If CN doesn't need it for freight movements, and apparently they do not, it won't happen. And Via doesn't have the money, or will, to do it for just 6 trains a week (max).


----------



## railiner

I am not familiar with the route...so they have to leave the mainline to go into and out of Charny as well?

If that is the case, isn't there some place along the mainline at its closest point to Quebec City where they could establish a station, to eliminate that move, as well?


----------



## jis

railiner said:


> I am not familiar with the route...so they have to leave the mainline to go into and out of Charny as well?
> 
> If that is the case, isn't there some place along the mainline at its closest point to Quebec City where they could establish a station, to eliminate that move, as well?


With money from who or what? [emoji6]


----------



## railiner

jis said:


> railiner said:
> 
> 
> 
> I am not familiar with the route...so they have to leave the mainline to go into and out of Charny as well?
> 
> If that is the case, isn't there some place along the mainline at its closest point to Quebec City where they could establish a station, to eliminate that move, as well?
> 
> 
> 
> With money from who or what? [emoji6]
Click to expand...

I don't have the answer to that...perhaps some of the time and expense for the current 'detour' over the bridge and back?


----------



## Seaboard92

Even St Foy's platform isn't big enough for the Ocean. It's routinely a double spot. Or at least that's what they were doing when I ride the ocean this December.


----------



## jis

Seaboard92 said:


> Even St Foy's platform isn't big enough for the Ocean. It's routinely a double spot. Or at least that's what they were doing when I ride the ocean this December.

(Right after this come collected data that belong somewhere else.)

PR #51, opened 2017-05-03
Allow HE to be tried based on mcc/mnc information

atanasdb:
Jira: MC-1556

HE service is being extended to support Force HE over WiFi. For the
purpose we need to support HE flows started based on the MCC/MNC
passed by the device to the authorization endpoint.

See design doc at
https://confluence.skunk-works.no/confluence/x/30BRAg.

### DIFF
--- a/connect/src/com/telenor/connect/ConnectSdk.java
+++ b/connect/src/com/telenor/connect/ConnectSdk.java
@@ -8,7 +8,9 @@ import android.content.pm.PackageManager;
 import android.net.Uri;
 import android.os.Bundle;
 import android.support.v4.app.Fragment;
+import android.telephony.TelephonyManager;
 import android.text.TextUtils;
+import android.webkit.CookieManager;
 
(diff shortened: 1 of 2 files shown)


connect/src/com/telenor/connect/ConnectSdk.java
```diff
@@ -306,6 +308,19 @@ public static synchronized void sdkInitialize(Context context) {
                 sRedirectUri);
     }
 
+    public static String getMccMncLoginHint() {
```
gorandostanic: Consider splitting this method into getMccMnc() and getMccMncLoginHint(String mccMnc), so we can use both.

atanasdb: Done. I was experimenting a bit with the workflow here and just amended the last commit (which is not you should do in GitHub :) ) , so you won't be able to see the prev commit and the diff.

PR #53, opened 2017-05-29
Forced HE over WiFi

atanasdb:
Add the possibility to execute request towards specific IPs found from
the .well-known configuration API using the cellular network interface, thus
achieving successful HE ,even when both WiFi and cellular are on.

For more information, see design doc at:
https://confluence.skunk-works.no/confluence/x/30BRAg.


atanasdb:
Original PR in https://github.com/gorandostanic/connect-android-sdk/pull/1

But at least you can double spot at a through station like St. Foy. It is kind of hard to do that at a terminal station like Palais.


----------



## Seaboard92

jis said:


> Seaboard92 said:
> 
> 
> 
> Even St Foy's platform isn't big enough for the Ocean. It's routinely a double spot. Or at least that's what they were doing when I ride the ocean this December.
> 
> 
> 
> But at least you can double spot at a through station like St. Foy. It is kind of hard to do that at a terminal station like Palais.
Click to expand...

Exactly. I was just pointing that out for a factual basis that even its a flawed station in some regards. It's just less flawed.


----------



## zephyr17

Via's information posted on their website has apparently been both incorrect and inconsistent up until now. They have now posted both the current and the new schedule PDFs with the current schedule now posted as running through 7/25 and the new schedule starting *7*/26, running through 10/7. What happens after 10/7?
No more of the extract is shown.